Time complexity required: O(n) where n is the size of the input string.

Notice that a/aa/aaa/file1.txt is not the path you want, if there is aaaaaaaaaaaaaaaaaaaaa/sth.png.

Any advice on code bugs, performance improvements in terms of algorithm time complexity, or code style advice is highly appreciated.

def find_longest_path(source):
    items = source.split('\n')
    prefix = []
    prefix_length = []
    max_length_so_far = -1
    max_path_so_far = ''
    for path in items:
        i = 0
        while path[i] == '\t':
            i += 1
        if len(prefix) > i:
            prefix = prefix[:i]
            prefix_length = prefix_length[:i]
        prefix.append(path[i:])
        prefix_length.append(len(path[i:]))
        if sum(prefix_length) > max_length_so_far:
            max_length_so_far = sum(prefix_length)
            max_path_so_far = '/'.join(prefix)
    return max_path_so_far

if __name__ == "__main__":
    path_name = "dir\n\tsubdir1\n\t\tfile1.ext\n\t\tsubsubdir1\n\tsubdir2\n\t\tsubsubdir2\n\t\t\tfile2.ext"
    print find_longest_path(path_name)
    path_name = "dir\n\tsubdir1\n\tsubdir2\n\t\tfile.ext"
    print find_longest_path(path_name)

Answer 1

The problem statement indicates that path separators should be taken into account when computing the length.
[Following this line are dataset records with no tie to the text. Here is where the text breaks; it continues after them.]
PR #5721, opened 2023-07-23
raidboss: call caloric 1 beacon for everyone

g0shu:


ui/raidboss/data/06-ew/raid/p12s.ts
```diff
@@ -3625,17 +3625,31 @@ const triggerSet: TriggerSet<Data> = {
         data.caloric1Mine = undefined;
       },
       delaySeconds: 1,
-      alertText: (data, _matches, output) => {
+      response: (data, _matches, output) => {
```
quisquous, line 3628: For `response`, you have to put the output strings inside the response, e.g. `output.responseOutputStrings = {` rather than a separate field.

Can you also add a `// cactbot-builtin-response` comment at the top of the response function too so that the config ui knows it's safe to run the function.

See `P12S Palladion White Flame Initial` for an example of both of these.

PR #5725, opened 2023-07-24
raidboss: add simple call for classical concepts

g0shu:


ui/raidboss/data/06-ew/raid/p12s.ts
```diff
@@ -294,7 +294,7 @@ const getHeadmarkerId = (data: Data, matches: NetMatches['HeadMarker']) => {
 export interface Data extends RaidbossData {
   readonly triggerSetConfig: {
     engravement1DropTower: 'quadrant' | 'clockwise' | 'tower';
-    classicalConceptsPairOrder: 'xsct' | 'cxts' | 'ctsx' | 'ctxs';
+    classicalConceptsPairOrder: 'xsct' | 'cxts' | 'ctsx' | 'ctxs' | 'shapeAndDebuff';
```
quisquous, line 297: Sorry for one last comment, but can you make this the default? I think this is a better default than bpog.

wexxlee: > Sorry for one last comment, but can you make this the default? I think this is a better default than bpog.

😭

quisquous: Sorry! I think it's better to not make assumptions about strats if we can. I'll make a release note.

PR #5734, opened 2023-07-28
docs: Update timeline guide

JLGarber:
This is (probably) not a complete modernization, but it should be a good first pass. I tried to structure the commits to be sensibly distinct for review and rollback purposes.

For readers' convenience, the formatted revision can be viewed at https://github.com/JLGarber/cactbot/blob/update-timeline-guide-new-table-key/docs/TimelineGuide.md.

### DIFF
--- a/docs/TimelineGuide.md
+++ b/docs/TimelineGuide.md
@@ -639,7 +639,6 @@ there's a `Shield Skewer` 5.4 seconds after it.
 
 We'll add any necessary jumps in later.
 
-
 ### Adding Phases
 
 Now on to the second phase.
@@ -1406,7 +1405,6 @@ Here are some options:
 * get more data, and make a timeline for the most common case
 * leave a comment in the timeline
 * if this is an important ability (e.g. tankbuster) put a question mark on it so players know it's not guaranteed
-
 
 ### Handling "Linear" Timelines
 
--- a/docs/TimelineGuide.md
+++ b/docs/TimelineGuide.md
@@ -199,13 +199,13 @@ If this is not possible, still try to add wide syncs to the beginning of each ph
 (If an ability name is uncomfortably long,
 or if it otherwise makes sense to modify how it's displayed,
 handle that modification in the timeline replacement section of the trigger file.)
-* loops should use `jump` or `forceJump` to return to an earlier point in the timeline,
+* loops should use `jump` or `forcejump` to return to an earlier point in the timeline,
 rather than using a wide window sync at the beginning of the loop.
 * liberally use whitespace and comments to make the timeline readable
 * do not put any triggers, tts, or any other form of alerts in the timeline file itself
 * use [timeline triggers](#timeline-triggers) from within a trigger file for any alerts
 * add a lookahead window of at least 30 seconds *and* 6 abilities for multi-possibility `jump`s that are not simple loops.
-(If it is a simple loop, use `forceJump`.)
+(If it is a simple loop, use `forcejump`.)
 * comment out syncs from any displayed abilities that are within 7 seconds of each other,
 but do not remove them. (This preserves the ability ID for future maintainers.)
 
--- a/docs/TimelineGuide.md
+++ b/docs/TimelineGuide.md
@@ -225,7 +225,7 @@ Articles like `The` can be dropped.
 Raids are numbered through the tier,
 e.g. `t1` through `t13` and `a1s` through `a12s`.
 Savage fights should have an `s` suffix
-while normal fights have an 'n' suffix.
+while normal fights have an `n` suffix.
 (However, this does not apply to coil raids.)
 
 Examples:
--- a/docs/TimelineGuide.md
+++ b/docs/TimelineGuide.md
@@ -69,7 +69,7 @@ Everything after that on the current line will be ignored.
 
 ### Entries
 
-Here is some grammar examples of timeline entries.
+Here are some grammar examples of timeline entries.
 Every timeline entry begins with the ability time and the ability name.
 
 `Number "String" (duration Number)`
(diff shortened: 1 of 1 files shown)


docs/TimelineGuide.md
```diff
@@ -167,20 +182,32 @@ which is still excellent.
...
 * add syncs for everything possible
-* always add an Engage! entry, but add syncs in case there's no /countdown
 * if the first boss action is an auto-attack, consider adding a sync for
-  the first auto-attack or at least the first "starts using" line
-* include the command line used to generate the timeline in a comment at the top
-* prefer actions for syncs over rp text, but rp text syncs if that's the only option
-* if you do sync a phase with rp text, add a large window sync for an action
-* use original names for ability text as much as possible
-* loops should use `jump` instead of having previous abilities have large windows
+  the first auto-attack, or at least the first "starts using" line.
```
quisquous, line 186: I think we should change this to say start on combat if there's only one boss fight in the zone.

docs/TimelineGuide.md
```diff
@@ -167,20 +182,32 @@ which is still excellent.
...
+  This will help ensure the timeline is synced correctly after entering combat.
+* include any special command line flags used to generate the timeline in a comment at the top.
+(The ignore-combatant and ignore-ability flags
+are automatically added by the timeline utility for your convenience.)
```
quisquous, line 190: This is a thought for another PR, but maybe we should add the other flags, like `-p` or `-it` etc

docs/TimelineGuide.md
```diff
@@ -167,20 +182,32 @@ which is still excellent.
...
 * liberally use whitespace and comments to make the timeline readable
-* do not put any triggers or tts or alerts in the timeline file itself
-* use [timeline triggers](#timeline-triggers) for any alerts
-* add at least a 30 second lookahead window for loops
-* comment out syncs from any abilities that are within 7 seconds of each other
-(This preserves the ability ID for future maintainers.)
+* do not put any triggers, tts, or any other form of alerts in the timeline file itself
+* use [timeline triggers](#timeline-triggers) from within a trigger file for any alerts
+* add a lookahead window of at least 30 seconds *and* 6 abilities for multi-possibility `jump`s that are not simple loops.
+(If it is a simple loop, use `forceJump`.)
```
quisquous, line 208:
```suggestion
(If it is a simple loop, use `forcejump`.)
```

docs/TimelineGuide.md
```diff
@@ -3,12 +3,14 @@
 This is a guide for people who want to write timelines,
 primarily for cactbot.
 
-NOTE: this guide is a good bit out of date:
+NOTE: When this guide was originally written,
+Cape Westwind was a standard 8-player trial.
+This was removed in Endwalker, and that version of the encounter is no longer accessible.
+However, the timeline creation process for it is still valid,
```
quisquous, line 9: This doesn't have to be done in this PR, but I think it would be useful to pick a fight (it doesn't have to be Cape Westwind) that can have an example log from content that people can run solo (unsynced) such that they can use the example log to make/test.

I think the Cape Westwind example is a little outdated, personally. I think an example that shows off as many of these as possible would be good:
* starting from in combat
* at least one loop
* autos that should be ignored
* multiple abilities, e.g. left OR right cleave
* maybe abilities that should be commented out for noisiness (like exaflare hits or something)

JLGarber: Agreed. I would have liked to have something like that to go along with the rest of this PR, but it's a *lot* of work to build that all out and I wasn't really in a place to do that here. I'm hoping that with just "replace the timeline to something modern" outstanding it will be easier to get that change made.

docs/TimelineGuide.md
JLGarber: Agreed. I should have thought of that when I made the previous listing updates. I'll keep that in mind over the next few weeks, since those should be relatively simple to just dump in as we did with ignored combatants.

docs/TimelineGuide.md
JLGarber: Maybe something along the lines of:
```
If there is only one boss in a zone, the timeline should start on entering combat.
(The timeline utility should handle this automatically.) Unless there's a pressing reason not to, 
add a wide sync to the first usage of a skill that isn't an auto-attack. 
This ensures that even if combat entry is early or late, the timeline will still be synced correctly.
```

quisquous: I think combat entry should be pretty reliable? Certainly more reliable than auto attacks. I guess my thinking is that with auto attacks, you'd want a wide sync, but ideally we shouldn't need to start from autos any more. The other reason for a wide sync is if you are starting from a combat log line (zone seal?) and you're worried people might not have their combat log turned on.

docs/TimelineGuide.md
quisquous: Oh yeah, for sure it's a lot of work. That's why I haven't done it either. Just thinking about the future, but this is a really good change on its own to not mislead people.

docs/TimelineGuide.md
JLGarber: I guess I'm mostly thinking of situations where the boss is pulled but the first auto timing, and therefore the entire timeline, is different depending on whether the pulling tank runs around or not. I've made an update that should probably be close to what you're thinking?

quisquous: Yeah, this is what I was looking for! And, re: tank running around, if you don't sync on autos, is this still an issue? Like, if the boss casts a raidwide at t=11, won't it still do that regardless of how many autos occurred? In other words, even if no autos, my understanding is that "modern" fights are still on script and won't adjust. I'm thinking of the video where people were pulling p5s very carefully with provokes and running and rescue and shirk to avoid any autos until the raidwide so that fflogs didn't start the fight until then and so two minutes didn't line up in awkward places and they'd still get a fast kill time.

JLGarber: I don't know. I haven't specifically checked whether it was changed recently. I know there were some timelines since Endwalker started where I noticed some slippage in the time to the first raidwide, but presumably running multiple times and verifying should catch any such slip. Regardless, the updated wording should cover it.

JLGarber:
One other thing that occurs to me, do we want to modernize the entries appearing at lines 158-168? (I didn't modify those so I can't add a comment in-line from Github's interface.)

```bash
677.0 "Heavensfall Trio"
1044 "Enrage" # ???
35.2 "Flare Breath x3" duration 4
1608.1 "Petrifaction" sync /:Melusine:7B1:/ window 1610,5
1141.4 "Leg Shot" sync /:Mustadio:3738:/ duration 20
# I am just a comment
hideall "--sync--"

28.0 "Damning Edict?" sync /:Chaos:3150:/ window 30,10 jump 2028.0
524.9 "Allagan Field" sync /:The Avatar:7C4:/ duration 31 jump 444.9
1032.0 "Control Tower" duration 13.5 sync /:Hashmal, Bringer Of Order starts using Control Tower on Hashmal/ window 20,20 # start of cast -> tower fall
```

quisquous:
> One other thing that occurs to me, do we want to modernize the entries appearing at lines 158-168? (I didn't modify those so I can't add a comment in-line from Github's interface.)
> 
> ```shell
> 677.0 "Heavensfall Trio"
> 1044 "Enrage" # ???
> 35.2 "Flare Breath x3" duration 4
> 1608.1 "Petrifaction" sync /:Melusine:7B1:/ window 1610,5
> 1141.4 "Leg Shot" sync /:Mustadio:3738:/ duration 20
> # I am just a comment
> hideall "--sync--"
> 
> 28.0 "Damning Edict?" sync /:Chaos:3150:/ window 30,10 jump 2028.0
> 524.9 "Allagan Field" sync /:The Avatar:7C4:/ duration 31 jump 444.9
> 1032.0 "Control Tower" duration 13.5 sync /:Hashmal, Bringer Of Order starts using Control Tower on Hashmal/ window 20,20 # start of cast -> tower fall
> ```

Ah yeah, I think that would make sense to do!

PR #245, opened 2022-03-28
feat: support optional custom embed component

ciiiii:
Implementation about issue https://github.com/NotionX/react-notion-x/issues/240.


transitive-bullshit (approved):

transitive-bullshit:
This looks great; thanks @ciiiii!

The only thing I could see us wanting as a follow-up would be to expose `AssetWrapper` as an export so custom embeds could fall-back to the default functionality if they want.

PR #248, opened 2022-03-31
fix response 401 due to auth token not passed as bearer token

wenwkich:
This update should fix the issue that passing `authToken` but still getting 401 response

It should be passed as `Authorization` bearer token according to this notion page:
https://developers.notion.com/docs/authorization

### DIFF
--- a/packages/notion-client/src/notion-api.ts
+++ b/packages/notion-client/src/notion-api.ts
@@ -543,7 +543,7 @@ export class NotionAPI {
     }
 
     if (this._authToken) {
-      headers.cookie = `token_v2=${this._authToken}`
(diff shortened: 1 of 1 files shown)


AakashMallik:
@transitive-bullshit Could you please review this whenever you are available? This will fix a major bug with private pages.

transitive-bullshit:
I don't believe this is how the notion private API is intended to be authorized (which is what `notion-client` uses). If something changed there, then it will take some time for me to test.

If you're talking about the official, public notion API, then this PR doesn't apply. Check out https://github.com/NotionX/react-notion-x/pull/256 for my WIP on supporting it.

Note, however, that using the official, public notion API is not well supported since a lot of blocks don't contain enough info to display properly.

PR #261, opened 2022-04-07
match simple table column widths with Notion

pbteja1998:
#### Description

In Notion, Cells of Simple Table has `min-width` and `max-width` instead of `width`. 

So, changed the styles as per Notion styles.

#### Notion Test Page ID
1e739b87549e406a9461d2a7e4ff7845

### DIFF
--- a/packages/react-notion-x/src/block.tsx
+++ b/packages/react-notion-x/src/block.tsx
@@ -794,7 +794,8 @@ export const Block: React.FC<BlockProps> = (props) => {
                 key={column}
                 className={color ? `notion-${color}` : ''}
                 style={{
-                  width: formatMap?.[column]?.width || 120
+                  minWidth: 120,
+                  maxWidth: 240
                 }}
               >
                 <div className='notion-simple-table-cell'>


packages/react-notion-x/src/block.tsx
```diff
@@ -794,7 +794,8 @@ export const Block: React.FC<BlockProps> = (props) => {
                 key={column}
                 className={color ? `notion-${color}` : ''}
                 style={{
-                  width: formatMap?.[column]?.width || 120
```
transitive-bullshit, line 797: Can `formatMap[column].width` exist?

transitive-bullshit:
This looks great @pbteja1998. Thanks! 🙏 

Just one small question before merging.

packages/react-notion-x/src/block.tsx
pbteja1998: I'm not exactly sure. I know that columns cannot be resized manually. 

Will do one thing. Will keep the width property too, but instead of having the fallback width as `120`, I will keep it as `auto`.

PR #265, opened 2022-04-11
Fixed databases for new Notion views

normdoow:
#### Description
Hot fix for the new databases. Continues to work for old database versions as well.
Hopefully this is a pretty good step in the right direction.

The new filters do not work yet. Though I did add some TODOs with some code that seemed to be close to getting them there.

DBs with Multiple views are working but there is a shortcoming. All the view have to be linked to the same DB. If one of the views is linked to another db, it won't work currenlty.

Screenshots.
image
image
image

#### Notion Test Page ID
fcb43d800f2b4a47bca1c1b51281e598
This page includes sub pages of multiple new Notion databases, inline and full DBs.


normdoow:
@transitive-bullshit my package-lock.json has a lot of changes. Not sure why it does so i didnt' push it. But that could be why the build-full is failing.

transitive-bullshit:
@normdoow there shouldn't be a package-lock.json if you're using yarn v1. I'd rather not switch package managers at this time.

normdoow:
> 

Oh that's right. I think I accidentally did a npm install because I was moving from a different project. Forgot it was yarn initially.

packages/notion-utils/src/get-block-collection-pointer-id.ts
```diff
@@ -0,0 +1,18 @@
+import {
+  CollectionViewBlock,
+  CollectionViewPageBlock,
+  ExtendedRecordMap
+} from 'notion-types'
+
+export function getBlockCollectionPointerId(
```
transitive-bullshit, line 7: i think this logic could be inside of `getBlockCollectionId` instead of exporting a new method. thoughts?

transitive-bullshit (approved):

packages/notion-utils/src/get-block-collection-pointer-id.ts
normdoow: So just have an if statement in there based on if the recordmap is passed in? Either way seems fine to me.

normdoow: Yep, that looks good!

PR #278, opened 2022-04-26
Remove styles inconsistency

Commandtechno:
This style breaks dividers, and only applies when `hideBlockId` is enabled

#### Description

This padding adds some weird borders around the sides of a divider

image

image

You might add a test case to test for this case either by crafting a particular input or by returning the longest path along with longest count that you can verify.

Some of the code could be made more concise.

filename = path.split('\t')[-1]    # last of list, assumes no tabs in filenames
depth = len(path) - len(filename)  # yields number of tabs

Rather than repeatedly computing the sum of the paths, you could create a cumulative_sum.

cumulative_len = cumulative_len[:depth]
if depth > 0:
    # last element contains sum of entire path to depth
    # +1 to account for the preceding path separator
    cumulative_len.append(cumulative_len[-1] + len(filename) + 1)
else:
    # the problem statement does not include an initial path separator
    cumulative_len.append(len(filename))

Rather than joining the path for intermediate maximums that will be discarded, just store the list of path elements and join on final delivery.

You might consider asserting on the desired results so you get clearer feedback of failure.

def check(input, expected):
    longest_path = find_longest_path(input)
    assert input == expected, "Expected {} but got {}".format(expected, longest_path)
    print(longest_path)

if __name__ == "__main__":
    check("dir\n\tsubdir1\n\t\tfile1.ext\n\t\tsubsubdir1\n\tsubdir2\n\t\tsubsubdir2\n\t\t\tfile2.ext", 
          "dir/subdir2/subsubdir2/file2.ext")

    check("dir\n\tsubdir1\n\tsubdir2\n\t\tfile.ext",
          "dir/subdir2/file.ext")